:: WHAT TO WORK ON ::
Look through the material below and count the lines that hold "dwiintensitynorm". Give that number by itself.

:: DATASET CONTENT ::

PR #1152, opened 2017-09-30
population_template and dwiintensitynorm: ignore hidden files in input directories

maxpietsch:
to avoid problems with hidden .DS_Store and similar files as reported [here](http://community.mrtrix.org/t/dwiintensitynorm-valueerror-empty-searator/1200/2)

:: ANSWER SECTION ::
2